▸ **Material supplied**:
-------

PR #1998, opened 2025-10-06
PortalDesktop: Enable using restore_token

CendioHalim:
Restore tokens can be used to save/restore a DBus session. This makes it possible to re-use a previous session, bypassing the remote desktop dialog that pops up.

In this commit, a new parameter "portalAskDisplayChoice" is added where users can choose between three options:

  1. "Always" - The remote desktop dialog will always pop up and restore tokens are not used. This is identical to the behaviour prior to this commit.

  2. "Once" - Only display the remote desktop dialogue the first time a user connects. Subsequent connections will re-use the same session that was created when the first user connected. The session is valid as long as the server is not closed. Users have to restart the server to get the dialogue again.

  3. "Never" - Display the remote desktop dialogue once, and remember the choice even after restarts. The restore token is stored to disk and can be loaded when the RemoteDesktop session starts. Users have to clear the file, or use another option to get the dialogue again.

The default option right now is "Once", which should be helpful for most users. Having "Never" as the default can be problematic as it might not be obvious to users how to "reset" their display choice.

### DIFF
--- a/unix/w0vncserver/portals/RemoteDesktop.cxx
+++ b/unix/w0vncserver/portals/RemoteDesktop.cxx
@@ -21,15 +21,21 @@
 #endif
 
 #include <stdint.h>
+#include <stdio.h>
 #include <assert.h>
 #include <sys/select.h>
+#include <uuid/uuid.h>
 #include <linux/input-event-codes.h>
+
+#include <string>
 
 #include <glib.h>
 #include <gio/gunixfdlist.h>
 
+#include <core/Configuration.h>
 #include <core/LogWriter.h>
 #include <core/string.h>
+#include <core/xdgdirs.h>
 
 #include "../w0vncserver.h"
 #include "portalConstants.h"
@@ -51,6 +57,12 @@ core::BoolParameter localCursor("experimentalPortalLocalCursor",
                                 "[EXPERIMENTAL] Render cursor locally",
                                 false);
 
+core::EnumParameter askDisplayChoice("portalAskDisplayChoice",
+                                      "Ask about display choice on connect",
+                                      {"Always", "Once", "Never"}, "Once");
+
+static const char* RESTORE_TOKEN_FILENAME =  "tigervnc.restoretoken";
+
 static core::LogWriter vlog("RemoteDesktop");
 
 static int getInputCode(uint32_t button)
@@ -71,13 +83,15 @@ static int getInputCode(uint32_t button)
   }
 }
 
-RemoteDesktop::RemoteDesktop(std::function<void(int fd, uint32_t nodeId)>
+RemoteDesktop::RemoteDesktop(std::string restoreToken_,
+                             std::function<void(int fd, uint32_t nodeId)>
                                startPipewireCb_,
                              std::function<void(const char*)>
                                cancelStartCb_)
   : sessionStarted(false), oldButtonMask(0), selectedDevices(0),
     sessionHandle(""), remoteDesktop(nullptr), screenCast(nullptr),
-    session(nullptr), startPipewireCb(startPipewireCb_),
+    session(nullptr), restoreToken(restoreToken_),
+    startPipewireCb(startPipewireCb_),
     cancelStartCb(cancelStartCb_)
 {
   remoteDesktop = new PortalProxy("org.freedesktop.portal.Desktop",
@@ -239,15 +253,19 @@ void RemoteDesktop::selectDevices()
   requestHandleToken = remoteDesktop->newHandle();
 
   g_variant_builder_init(&optionsBuilder, G_VARIANT_TYPE_VARDICT);
+
   g_variant_builder_add(&optionsBuilder, "{sv}", "types",
                         g_variant_new_uint32(DEV_KEYBOARD | DEV_POINTER));
   g_variant_builder_add(&optionsBuilder, "{sv}", "persist_mode",
-                        g_variant_new_uint32(0));
-
-  // FIXME: Do we want restore_token?
+                        g_variant_new_uint32(PERSIST_UNTIL_REVOKED));
 
   g_variant_builder_add(&optionsBuilder, "{sv}", "handle_token",
                         g_variant_new_string(requestHandleToken.c_str()));
+
+  if (loadRestoreToken()) {
+    g_variant_builder_add(&optionsBuilder, "{sv}", "restore_token",
+                          g_variant_new_string(restoreToken.c_str()));
+  }
 
   params = g_variant_new("(oa{sv})", sessionHandle.c_str(), &optionsBuilder);
 
@@ -375,6 +393,7 @@ void RemoteDesktop::handleStart(GVariant* parameters)
   GVariant* result;
   GVariant* streams_;
   GVariant* devices;
+  GVariant* restoreToken_;
 
   assert(!sessionStarted);
 
@@ -410,6 +429,14 @@ void RemoteDesktop::handleStart(GVariant* parameters)
     g_variant_unref(streams_);
     fatal_error("Failed to parse streams");
     return;
+  }
+
+  restoreToken_ = g_variant_lookup_value(result, "restore_token",
+                                         G_VARIANT_TYPE_STRING);
+
+  if (restoreToken_ && askDisplayChoice == "Never") {
+    storeRestoreToken(g_variant_get_string(restoreToken_, nullptr));
+    g_variant_unref(restoreToken_);
   }
 
   openPipewireRemote();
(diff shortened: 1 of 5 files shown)


CendioHalim:
Note that restore_token was added in version 2 of the RemoteDesktop interface. We should probably add a version check to this.

CendioHalim:
Also, the man page should be updated with the new parameter

unix/w0vncserver/portals/RemoteDesktop.cxx
```diff
@@ -51,6 +57,12 @@ core::BoolParameter localCursor("experimentalPortalLocalCursor",
                                 "[EXPERIMENTAL] Render cursor locally",
                                 false);
 
+core::EnumParameter askDisplayChoice("portalAskDisplayChoice",
```
CendioOssman: Why the "portal" prefix? Seems like technical detail that end users shouldn't need to know.

unix/w0vncserver/portals/RemoteDesktop.cxx
```diff
@@ -51,6 +57,12 @@ core::BoolParameter localCursor("experimentalPortalLocalCursor",
...
+                                      "Ask about display choice on connect",
```
CendioOssman: Don't need an essay, but probably a few more words to set a context

CendioOssman: Also note that we don't automatically print the choices, so they need to be part of the description string.

unix/w0vncserver/portals/RemoteDesktop.cxx
```diff
@@ -51,6 +57,12 @@ core::BoolParameter localCursor("experimentalPortalLocalCursor",
...
+                                      {"Always", "Once", "Never"}, "Once");
+
+static const char* RESTORE_TOKEN_FILENAME =  "tigervnc.restoretoken";
```
CendioOssman: We're already in a TigerVNC specific directory, so "restoretoken" should be enough.

unix/w0vncserver/portals/RemoteDesktop.cxx
```diff
@@ -239,16 +253,20 @@ void RemoteDesktop::selectDevices()
...
 
   g_variant_builder_init(&optionsBuilder, G_VARIANT_TYPE_VARDICT);
+
   g_variant_builder_add(&optionsBuilder, "{sv}", "types",
                         g_variant_new_uint32(DEV_KEYBOARD | DEV_POINTER));
   g_variant_builder_add(&optionsBuilder, "{sv}", "persist_mode",
-                        g_variant_new_uint32(0));
-
-  // FIXME: Do we want restore_token?
+                        g_variant_new_uint32(PERSIST_UNTIL_REVOKED));
```
CendioOssman: Any other values that are useful depending on our setting?

unix/w0vncserver/portals/RemoteDesktop.cxx
```diff
@@ -412,6 +431,14 @@ void RemoteDesktop::handleStart(GVariant* parameters)
     return;
   }
 
+  restoreToken_ = g_variant_lookup_value(result, "restore_token",
+                                         G_VARIANT_TYPE_STRING);
+
+  if (restoreToken_ && askDisplayChoice == "Never") {
```
CendioOssman: Should you be checking the choice here? Isn't that done by `storeRestoreToken()`?

unix/w0vncserver/portals/RemoteDesktop.cxx
```diff
@@ -412,6 +431,14 @@ void RemoteDesktop::handleStart(GVariant* parameters)
...
+    storeRestoreToken(g_variant_get_string(restoreToken_, nullptr));
+    g_variant_unref(restoreToken_);
```
CendioOssman: I guess this leaks memory depending on the choice setting?

unix/w0vncserver/portals/RemoteDesktop.cxx
```diff
@@ -499,3 +526,134 @@ bool RemoteDesktop::parseStreams(GVariant* streams)
...
 }
+
+bool RemoteDesktop::loadRestoreToken()
+{
+  char filepath[PATH_MAX];
+  FILE* f;
+  const char* stateDir;
+  char restoreToken_[37];
+
+  // Allows users to reset the restore token by not choosing "Never"
```
CendioOssman: That's a bit convoluted. A small script helper to reset the token would be preferred.

unix/w0vncserver/portals/RemoteDesktop.cxx
```diff
@@ -499,3 +526,134 @@ bool RemoteDesktop::parseStreams(GVariant* streams)
...
+    restoreToken = restoreToken_;
+    return true;
+  }
+  fclose(f);
+
+  vlog.error("Could not read restore token from \"%s\"", filepath);
+  return false;
+}
+
+bool RemoteDesktop::storeRestoreToken(const char* restoreToken_)
```
CendioOssman: You could also use a name like "newToken" to avoid weird underscore workarounds.

unix/w0vncserver/portals/RemoteDesktop.cxx
```diff
@@ -499,3 +526,134 @@ bool RemoteDesktop::parseStreams(GVariant* streams)
...
+  if (!stateDir) {
+    vlog.error("Could not get state directory");
+    return false;
+  }
+
+  snprintf(filepath, sizeof(filepath), "%s/%s", stateDir, RESTORE_TOKEN_FILENAME);
+
+  f = fopen(filepath, "w");
+  if (!f) {
+    vlog.error("Could not restore token from \"%s\": %s", filepath, strerror(errno));
```
CendioOssman: Wrong message.

unix/w0vncserver/portals/RemoteDesktop.cxx
```diff
@@ -499,3 +526,134 @@ bool RemoteDesktop::parseStreams(GVariant* streams)
...
+
+  stateDir = core::getvncstatedir();
+  if (!stateDir) {
+    vlog.error("Could not get state directory");
+    return false;
+  }
+
+  snprintf(filepath, sizeof(filepath), "%s/%s", stateDir, RESTORE_TOKEN_FILENAME);
+
+  f = fopen(filepath, "w");
```
CendioOssman: Not just remove it?

unix/w0vncserver/portals/RemoteDesktop.cxx
```diff
@@ -499,3 +526,134 @@ bool RemoteDesktop::parseStreams(GVariant* streams)
...
+  stateDir = core::getvncstatedir();
+  if (!stateDir) {
+    vlog.error("Could not get state directory");
+    return false;
+  }
+
+  snprintf(filepath, sizeof(filepath), "%s/%s", stateDir, RESTORE_TOKEN_FILENAME);
+  f = fopen(filepath, "r");
+  if (!f) {
+    vlog.error("Could not open \"%s\": %s", filepath, strerror(errno));
```
CendioOssman: It not existing will be a common case. Do we really want to complain about that?

unix/w0vncserver/portals/RemoteDesktop.cxx
```diff
@@ -499,3 +526,134 @@ bool RemoteDesktop::parseStreams(GVariant* streams)
...
+      return false;
+    }
+  }
+
+  snprintf(filepath, sizeof(filepath), "%s/%s", stateDir,
+           RESTORE_TOKEN_FILENAME);
+
+  f = fopen(filepath, "w");
+  if (!f) {
+    vlog.error("Could not restore token from \"%s\": %s", filepath, strerror(errno));
```
CendioOssman: Wrong message.

unix/w0vncserver/portals/RemoteDesktop.cxx
CendioHalim: Unclear, the specification says:

> persist_mode (u)
>  
> How this session should persist. Default is 0. Accepted values are:
>  
>     0: Do not persist (default)
> 
>     1: Permissions persist as long as the application is running
> 
>     2: Permissions persist until explicitly revoked

I'm not sure how to interpret `1`, but it won't even let me get a restore token anyway.

unix/w0vncserver/portals/RemoteDesktop.cxx
CendioHalim: Yeah, that would simplify the code a bit

unix/w0vncserver/portals/RemoteDesktop.cxx
CendioHalim: Removed the prefix. Should it be documented that this feature only applies to the Portals implementation?

unix/w0vncserver/portals/RemoteDesktop.cxx
CendioHalim: Good point

unix/w0vncserver/portals/RemoteDesktop.cxx
CendioHalim: Added a utility `w0vncserver-forget` that does this instead.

-------

▸ **Description of the task**: Once you have found every line above holding the word "assert", copy those lines.

▸ **Solution**:
 #include <assert.h>
   assert(!sessionStarted);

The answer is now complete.